> _WHAT IS NEEDED_: Check each line of the entries for "code" and report the ones that have it.
[[ EXERCISE MATERIALS open ]]
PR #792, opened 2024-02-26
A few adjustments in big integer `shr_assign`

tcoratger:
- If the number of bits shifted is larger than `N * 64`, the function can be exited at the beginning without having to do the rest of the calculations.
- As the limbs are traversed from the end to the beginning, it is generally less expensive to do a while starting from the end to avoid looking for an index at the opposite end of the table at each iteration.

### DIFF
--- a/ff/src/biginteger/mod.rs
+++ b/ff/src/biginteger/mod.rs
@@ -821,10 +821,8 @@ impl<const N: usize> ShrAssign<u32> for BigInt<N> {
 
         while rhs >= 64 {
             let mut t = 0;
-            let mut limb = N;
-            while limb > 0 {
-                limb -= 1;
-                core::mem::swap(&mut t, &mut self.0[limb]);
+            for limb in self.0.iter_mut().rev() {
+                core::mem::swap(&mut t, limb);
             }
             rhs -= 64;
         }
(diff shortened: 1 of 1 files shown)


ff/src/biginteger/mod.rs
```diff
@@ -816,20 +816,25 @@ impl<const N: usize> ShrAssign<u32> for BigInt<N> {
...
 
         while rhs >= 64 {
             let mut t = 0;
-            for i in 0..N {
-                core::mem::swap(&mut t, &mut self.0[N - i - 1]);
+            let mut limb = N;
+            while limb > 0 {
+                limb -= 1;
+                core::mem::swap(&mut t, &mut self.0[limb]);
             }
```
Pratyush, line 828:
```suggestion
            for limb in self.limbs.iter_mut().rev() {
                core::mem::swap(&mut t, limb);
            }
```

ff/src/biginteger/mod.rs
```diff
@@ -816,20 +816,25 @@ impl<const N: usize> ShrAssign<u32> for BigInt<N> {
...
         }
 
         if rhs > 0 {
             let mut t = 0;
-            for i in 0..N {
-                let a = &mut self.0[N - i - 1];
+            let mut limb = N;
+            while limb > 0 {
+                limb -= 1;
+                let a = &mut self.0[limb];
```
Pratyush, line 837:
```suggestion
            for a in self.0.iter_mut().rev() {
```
[[ EXERCISE MATERIALS closed ]]
[[ EXERCISE MATERIALS open ]]
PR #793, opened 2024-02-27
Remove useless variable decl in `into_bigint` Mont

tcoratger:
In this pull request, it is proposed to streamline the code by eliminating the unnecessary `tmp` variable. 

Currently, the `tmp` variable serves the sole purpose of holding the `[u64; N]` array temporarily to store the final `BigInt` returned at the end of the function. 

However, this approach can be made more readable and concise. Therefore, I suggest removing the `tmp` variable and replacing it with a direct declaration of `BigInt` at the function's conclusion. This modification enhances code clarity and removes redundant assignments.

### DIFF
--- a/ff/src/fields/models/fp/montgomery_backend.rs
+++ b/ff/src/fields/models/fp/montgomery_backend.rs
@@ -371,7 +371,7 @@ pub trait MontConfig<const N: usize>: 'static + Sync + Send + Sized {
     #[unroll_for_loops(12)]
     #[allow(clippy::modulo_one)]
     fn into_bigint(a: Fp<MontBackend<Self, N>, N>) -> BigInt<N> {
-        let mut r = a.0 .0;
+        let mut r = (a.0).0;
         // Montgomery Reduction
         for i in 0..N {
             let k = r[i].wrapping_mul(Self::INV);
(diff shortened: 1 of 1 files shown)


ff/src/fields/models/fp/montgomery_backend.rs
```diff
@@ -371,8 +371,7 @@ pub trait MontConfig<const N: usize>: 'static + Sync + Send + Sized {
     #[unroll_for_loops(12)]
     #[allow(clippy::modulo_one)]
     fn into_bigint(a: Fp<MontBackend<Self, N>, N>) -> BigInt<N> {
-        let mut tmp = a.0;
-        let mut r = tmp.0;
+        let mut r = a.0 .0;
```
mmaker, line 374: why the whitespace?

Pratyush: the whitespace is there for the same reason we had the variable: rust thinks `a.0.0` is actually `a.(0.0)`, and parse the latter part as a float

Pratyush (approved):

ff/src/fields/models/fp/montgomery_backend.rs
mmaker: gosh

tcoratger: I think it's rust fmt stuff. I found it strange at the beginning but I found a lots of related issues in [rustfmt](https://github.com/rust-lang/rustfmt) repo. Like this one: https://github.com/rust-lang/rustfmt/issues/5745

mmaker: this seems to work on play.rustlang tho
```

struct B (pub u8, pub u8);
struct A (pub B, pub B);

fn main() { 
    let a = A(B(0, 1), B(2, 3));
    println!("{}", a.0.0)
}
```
[[ EXERCISE MATERIALS closed ]]
[[ EXERCISE MATERIALS open ]]
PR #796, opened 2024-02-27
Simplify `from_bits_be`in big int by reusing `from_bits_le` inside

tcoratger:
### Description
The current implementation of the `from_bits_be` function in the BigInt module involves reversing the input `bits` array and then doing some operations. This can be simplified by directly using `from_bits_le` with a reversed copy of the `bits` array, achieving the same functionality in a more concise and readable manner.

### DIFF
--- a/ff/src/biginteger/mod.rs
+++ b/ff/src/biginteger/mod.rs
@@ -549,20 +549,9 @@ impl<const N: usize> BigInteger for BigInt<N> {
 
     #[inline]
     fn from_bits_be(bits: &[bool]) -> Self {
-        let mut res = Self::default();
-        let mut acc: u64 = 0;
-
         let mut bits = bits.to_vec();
[[ EXERCISE MATERIALS closed ]]
> _EXERCISE OUTPUT_:
In this pull request, it is proposed to streamline the code by eliminating the unnecessary `tmp` variable. 
However, this approach can be made more readable and concise. Therefore, I suggest removing the `tmp` variable and replacing it with a direct declaration of `BigInt` at the function's conclusion. This modification enhances code clarity and removes redundant assignments.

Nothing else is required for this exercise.